TASK
Write all of the lines below out again, exactly as they stand.

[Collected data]

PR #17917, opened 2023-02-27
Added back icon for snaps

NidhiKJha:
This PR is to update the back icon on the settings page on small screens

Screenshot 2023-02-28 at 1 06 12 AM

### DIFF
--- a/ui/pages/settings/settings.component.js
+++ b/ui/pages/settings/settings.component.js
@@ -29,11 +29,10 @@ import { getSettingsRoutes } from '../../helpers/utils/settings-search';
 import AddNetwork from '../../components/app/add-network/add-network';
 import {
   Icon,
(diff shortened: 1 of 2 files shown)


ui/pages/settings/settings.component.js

ANSWER TO THIS PROBLEM
PR #17917, opened 2023-02-27
Added back icon for snaps

NidhiKJha:
This PR is to update the back icon on the settings page on small screens

Screenshot 2023-02-28 at 1 06 12 AM

### DIFF
--- a/ui/pages/settings/settings.component.js
+++ b/ui/pages/settings/settings.component.js
@@ -29,11 +29,10 @@ import { getSettingsRoutes } from '../../helpers/utils/settings-search';
 import AddNetwork from '../../components/app/add-network/add-network';
 import {
   Icon,
(diff shortened: 1 of 2 files shown)


ui/pages/settings/settings.component.js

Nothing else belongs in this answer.